Antioxidant and Ultrastructural Alterations in Wheat During Drought-Induced Leaf Senescence

Abstract

Listen

Translate article

Wheat is one of the most important crops to ensure food production globally. Understanding the mechanism of leaf senescence in wheat plays a crucial role in improving its productivity and resilience under various stress scenarios. In this study, we investigated biochemical, functional, and ultrastructural changes during leaf senescence in wheat genotypes with contrasting drought tolerance. For this, key parameters such as chlorophyll and total protein content, membrane stability, malondialdehyde level, and the activity of antioxidant enzymes (superoxide dismutase, ascorbate peroxidase, guaiacol peroxidase, benzidine peroxidase, and catalase) were comparatively analyzed during both natural and drought-induced senescence.
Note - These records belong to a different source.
PR #10421, opened 2026-09-01
curate: Add Hearing Loss Autosomal Dominant 82 (MONDO:0030719, ATP2B2)

### LINKED ISSUE #10402: Curate hearing loss, autosomal dominant 82 (MONDO:0030719)
Curate a dismech entry for **hearing loss, autosomal dominant 82 (DFNA82)** ([MONDO:0030719](https://monarchinitiative.org/MONDO:0030719)) — *ATP2B2* (PMCA2) variants; the plasma-membrane calcium pump that clears Ca2+ from the stereocilia, where the classic *deafwaddler* mouse established the mechanism.

**ATP2B2 already appears in two entries** — `Autosomal_Dominant_Nonsyndromic_Hearing_Loss_11.yaml` and `Intellectual_Disability_Autosomal_Dominant_52.yaml`. Read both. The DFNA11 relationship matters most: ATP2B2 is a well-known *modifier* of CDH23-related hearing loss, and a citation about digenic ATP2B2/CDH23 modification is not evidence for DFNA82 as a monogenic dominant entity. Keep the two claims apart.

Stub: `stubs/Hearing_Loss_Autosomal_Dominant_82.yaml`

kevinschaper:
DFNA82 is dominant hearing loss caused by a single damaged copy of *ATP2B2*, which makes PMCA2 — the pump that clears calcium out of hair cell stereocilia and supplies part of the calcium in the fluid outside them. The clinical picture is unusually tight: children pass newborn hearing screening, a steeply downsloping high-frequency loss is found at about three to six years, it progresses rapidly, and balance is normal on formal vestibular testing.

**`entry_type`: DISEASE.** One gene, one causal chain:

```
ATP2B2 heterozygous loss of function
  -> impaired calcium extrusion from stereocilia
    -> reduced endolymph calcium
    -> outer hair cell dysfunction and degeneration
      -> rapidly progressive high-frequency hearing impairment
```

## Keeping three ATP2B2 phenotypes apart

This is the reason the entry is written the way it is. *ATP2B2* supports three different human claims, and which one applies depends on the **allele class**, not on the gene:

| allele class | phenotype |
|---|---|
| heterozygous **truncating / splice-site** (two of them *de novo*) | **DFNA82** — the disease curated here |
| heterozygous **hypofunctional missense p.Val586Met** | a *modifier* that worsens hearing loss caused by CDH23, MYO6, or noise |
| ***de novo* missense + penultimate-exon frameshifts** | a neurodevelopmental and movement disorder with dystonia, ataxia, intellectual disability and seizures |

For fourteen years ATP2B2 was known in human deafness only as the middle row. A citation about digenic ATP2B2/CDH23 modification is evidence for that claim and says nothing about DFNA82, and **no such citation is used anywhere in this entry as support for the monogenic entity**.

The modifier claim is not deleted — it is well supported, and it is curated as a named `ALTERNATIVE` hypothesis (`cdh23_modifier_interaction`) so the distinction is machine-readable rather than only prose. The founding study's own sentence describing the pre-2019 literature ("Up to now ATP2B2 has only been reported as a modifier...") is graded `supports: NO_EVIDENCE` with respect to DFNA82, because it bears on the modifier claim rather than on whether one damaged copy causes deafness by itself.

What makes DFNA82 monogenic rather than an association: two of the five alleles arose *de novo*, and the authors sequenced *CDH23* in every index case and evaluated all its rare variants before concluding monogenic causation. That interpretation step is written into the diagnosis section, because a laboratory finding a novel heterozygous ATP2B2 variant has to decide which of three literatures applies.

The third row — the neurodevelopmental disorder — is recorded in the gene notes and in a knowledge gap. Its alleles produce *mixed* loss- and gain-of-function effects on calcium handling in cells, which is a different molecular behaviour from the dosage reduction DFNA82 is assumed to involve. That assumption has never been tested, because no DFNA82 allele has been assayed for pump function at all.

## Two model caveats recorded rather than smoothed over

**Balance.** Homozygous Oblivion mice have severe vestibular dysfunction by two weeks and deafwaddler is named for its gait, but DFNA82 patients report no balance complaints and test normally. The resolution is allele dose — the human alleles are heterozygous. Recorded as a phenotype with `frequency: EXCLUDED` so it exports as a NOT-qualified row; `modifier: ABSENT` alone would have exported as a positive claim.

**Gene editing.** CRISPR restores hearing in Oblivion mice by disabling the mutant allele. That works because the Oblivion pump reaches the membrane and simply pumps badly, so there is something harmful to remove. Four of the five human alleles already truncate the protein and the fifth destroys a splice donor — editing them would move a patient from one functional copy to one functional copy. If DFNA82 is haploinsufficiency, the rational strategy is the opposite one. Curated as a `HUMAN_MODEL_MISMATCH`.

The same study's "digenic" arm is a mouse engineered with two dominant deafness mutations (Tmc1 Beethoven plus Atp2b2 Oblivion). That is not a model of the ATP2B2–CDH23 modifier interaction seen in patients, and the entry says so explicitly, because the word "digenic" covers both situations.

## Existing ATP2B2 mentions in `kb/` were checked and left alone

- `Autosomal_Dominant_Nonsyndromic_Hearing_Loss_11` records ATP2B2 SNPs that *did not* segregate with severity in a MYO7A family.
- `Intellectual_Disability_Autosomal_Dominant_52` records an ATP2B2 variant of uncertain significance co-occurring in an ASH1L proband.

Neither claims DFNA82; neither needed changing.

## Deliberately not curated

Hearing aids and cochlear implantation (no DFNA82-specific outcome data); gene editing as a treatment (preclinical, and in a mouse missense allele); the basolateral neurotransmitter-release arm proposed in the 1998 deafwaddler paper (no human evidence bears on it).

## Checks

Deep research: Edison/falcon, NEC preflight PASS (ATP2B2 mentioned 49 times, CDH23 8 times — preflight keys on the gene and cannot separate the modifier claim from the monogenic one, which is why the separation above was done by hand against the cached sources).

`just validate` exit 0, 49/49 snippets verified. `validate-disorders`, `check-duplicate-keys`, `check-entity-refs`, `check-snippet-length`, `check-title-snippets`, `check-snippet-grading`, `check-environmental-evidence`, `check-folded-hyphens`, `validate-history` all exit 0.

Closes #10402

### DIFF
--- a/history/disorders/Hearing_Loss_Autosomal_Dominant_82/2026-09-01T194138Z-claude-code-112b84.yaml
+++ b/history/disorders/Hearing_Loss_Autosomal_Dominant_82/2026-09-01T194138Z-claude-code-112b84.yaml
@@ -1,0 +1,48 @@
+history_version: 1
+target:
+  kind: disorder
+  slug: Hearing_Loss_Autosomal_Dominant_82
+  path: kb/disorders/Hearing_Loss_Autosomal_Dominant_82.yaml
+session:
+  id: 2026-09-01T194138Z-claude-code-112b84
+  timestamp: '2026-09-01T19:41:38Z'
+  actors:
+  - type: ai_agent
+    name: claude-code
+    model: claude-opus-5
+    agent_tool: claude-code
+links:
+  issues:
+  - https://github.com/monarch-initiative/dismech/issues/10402
+  prs:
+  - https://github.com/monarch-initiative/dismech/pull/10421
+  urls: []
+events:
+- type: REVIEW
+  outcome: changed
+  sections:
+  - description
+  - mechanistic_hypotheses
+  - pathophysiology
+  - phenotypes
+  - progression
+  summary: 'Review response: DFNA82 progression rate, vestibular prose, tinnitus,
+    and a full-text pass'
+  details: |
+    Second session on this entry. The first record (2026-09-01T180746Z) reports 49/49 snippets and is left unedited, since history is append-only.
+
+    Review on PR #10421, all four findings correct, and three of them came from the full text of PMID:30535804 rather than its abstract - which is where I had stopped.
+
+    Critical. The entry stated that no rate in decibels per year had been published, and the paper this PR caches reports one: an age-related typical audiogram giving average annual threshold deterioration over ages 10 to 70 of 0.5 dB/year low, 1.1 dB/year middle, 0.7 dB/year high. That is now quoted. The reviewer's accompanying nuance is the more useful half and is written into the note: the middle frequencies deteriorate fastest while onset is high-frequency-weighted, so onset configuration and rate of decline are different quantities and the entry must not be read as claiming they agree. Audiograms below age 10 were excluded as unreliable, so the rate describes established disease.
+
+    The same progression phase was evidenced by a sentence about mice graded HUMAN_CLINICAL. Regraded MODEL_ORGANISM with directness: INDIRECT and kept alongside the human rate.
+
+    Vestibular prose. The abstract states the negative more strongly than the results section, which reports only minor vestibular abnormalities, two subjects with complaints (benign paroxysmal positional vertigo, and perilymph leakage after cholesteatoma surgery - both with identifiable non-genotypic causes), saccular function unmeasurable in three ears and utricular in one, and one family untested. The description now follows the results section, the unmeasurable-function sentence is carried as NO_EVIDENCE, and the reasoning for retaining frequency: EXCLUDED is written out: minor abnormalities with attributable causes are not a vestibular phenotype, but this is a judgement on incomplete testing rather than a clean negative.
+
+    Tinnitus added at OCCASIONAL (2 of 11, 18 percent), with the denominator and its single-family concentration stated.
+
+    Own full-text pass, taking the reviewer's closing suggestion. Three further findings. All five DFNA82 alleles fall in the w/a isoform of PMCA2, the predominant calcium pump of hair cells which localises to stereocilia - the reason this is a cochlear rather than a systemic calcium-handling disease, and missing from the calcium-extrusion node. ATP2B2 has a pLI of 1.00 and DOMINO predicts a dominantly inherited disorder, which is the population-genetic argument for the haploinsufficiency model, added there and graded COMPUTATIONAL since it is a prediction rather than a measurement in these patients.
+
+    Most importantly, the CDH23 hedge. The entry said the founding study sequenced CDH23 and found it did not explain the phenotype - true and incomplete. Rare CDH23 variants co-occurred with the ATP2B2 allele in ALL FIVE index cases, and the authors state that a modifying effect of those variants cannot be excluded. Monogenic causation and a superimposed modifier are not mutually exclusive claims, and the original framing let the second disappear. Both are now curated and the ALTERNATIVE hypothesis's description says the entry asserts the first without denying the second, which is a better statement of the modifier-versus-monogenic boundary than the version this PR opened with.
+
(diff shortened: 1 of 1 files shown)


kevinschaper:
All four findings were correct. Fixed in 04aa66017c. Your closing note is the right diagnosis of how they happened: I built the entry from the abstract and did not go back through the 1113-line full text I had committed.

**Critical — the progression rate.** The entry claimed no dB/year rate had been published, and the paper this PR caches reports one. Now quoted: average annual threshold deterioration over ages 10-70 of 0.5 dB/year low, 1.1 dB/year middle, 0.7 dB/year high.

Your nuance is the more useful half and it is now written into the note rather than left implicit: the **middle** frequencies deteriorate fastest, while onset is high-frequency-weighted and the audiogram is downsloping. Onset configuration and rate of decline are different quantities in this disease, and the entry now says so explicitly so it cannot be read as claiming the high frequencies also decline fastest. I also recorded that audiograms below age 10 were excluded from the calculation as unreliable, so the rate describes established disease rather than its first years.

**The mouse sentence graded HUMAN_CLINICAL.** Regraded `MODEL_ORGANISM` with `directness: INDIRECT`, and kept alongside the human rate rather than replaced by it — it is the comparison the authors themselves drew, and it is worth keeping visible that the human finding was framed against a mouse prior.

**Vestibular prose.** You are right that the abstract states this more strongly than the paper's own results section. The description now follows the results section: "only minor vestibular abnormalities", two subjects with complaints (BPPV, and perilymph leakage after cholesteatoma surgery — both with identifiable non-genotypic causes), saccular function unmeasurable in three ears and utricular in one, one family untested. The unmeasurable-function sentence is carried as `supports: NO_EVIDENCE`, since for those ears the measurement was simply not obtained.

`frequency: EXCLUDED` stays, and the reason is now written out instead of implied: minor abnormalities with attributable causes are not a vestibular phenotype, but this is a judgement made on incomplete testing rather than a clean negative, and a reader deserves to know which.

**Tinnitus.** Added at `OCCASIONAL` (2 of 11, 18 percent), with the denominator and the fact that both subjects are in one family stated in the description rather than hidden behind the band.

53/53 snippets verified. `validate-disorders`, `check-entity-refs`, `check-snippet-length`, `check-title-snippets`, `check-snippet-grading`, `check-folded-hyphens` all exit 0.

kevinschaper:
I took your closing suggestion and read PMID:30535804 end to end. Three more things were in there, added in 0aadbd86b3. Note this pushes a new commit, so the approval on the previous head is superseded — sorry for the extra round.

**The CDH23 hedge, which is the one that matters.** My entry said the founding study sequenced CDH23 and found it did not explain the phenotype. That was true and incomplete. Rare CDH23 variants co-occurred with the ATP2B2 allele in **all five** index cases, and the authors state plainly: *"We cannot exclude a modifying effect of the CDH23 variants on HI in the affected subjects in our study."*

Monogenic causation and a superimposed modifier are not mutually exclusive claims, and my original framing let the second one disappear. Both are now curated, and the ALTERNATIVE hypothesis's description says the entry asserts monogenic causation without denying a modifying effect. That is a more accurate statement of the boundary than the version this PR opened with.

**Isoform specificity.** All five DFNA82 alleles fall in the w/a isoform of PMCA2, which is the predominant calcium pump of hair cells and localises to stereocilia. That is why this is a cochlear disease rather than a systemic calcium-handling one, and it was missing from the calcium-extrusion node.

**Constraint.** pLI 1.00, indicating extreme intolerance of losing one copy, plus DOMINO predicting a dominantly inherited disorder. Added to the haploinsufficiency hypothesis and graded `COMPUTATIONAL` — it is a population-genetic prediction, not a measurement in these patients.

57/57 snippets verified. `validate-disorders`, `check-entity-refs`, `check-snippet-length`, `check-title-snippets`, `check-snippet-grading`, `check-folded-hyphens` all exit 0.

Additionally, the expression of superoxide dismutase isoform genes functioning in different cellular compartments was studied, alongside ultrastructural changes in flag leaves. The experiments involved genotypes of bread wheat (Triticum aestivum L.) and durum (Triticum durum Desf.) wheat. The plants were grown in controlled environment chambers under control and drought conditions using a completely randomized design. After the booting stage, irrigation was discontinued for drought-treated plants. Flag leaves were sampled at 7, 14, 21, 28, and 35 days after anthesis. Drought-tolerant genotypes exhibited slower chlorophyll degradation, lower lipid peroxidation, enhanced membrane stability, and stronger antioxidant responses, allowing them to maintain cellular function longer, whereas sensitive genotypes showed accelerated leaf senescence. Transcript levels of FeSOD increased significantly post-flowering but declined as senescence progressed, while MnSOD expression exhibited a rise towards the later stages of ontogenesis across all studied genotypes. Ultrastructural analysis revealed progressive damage to chloroplast membranes, thylakoid structures, and mesophyll cell walls under stress conditions, particularly in sensitive genotypes. These findings contribute to a deeper understanding of the physiological and molecular responses of wheat to drought stress, offering potential targets for improving crop performance in water-limited environments.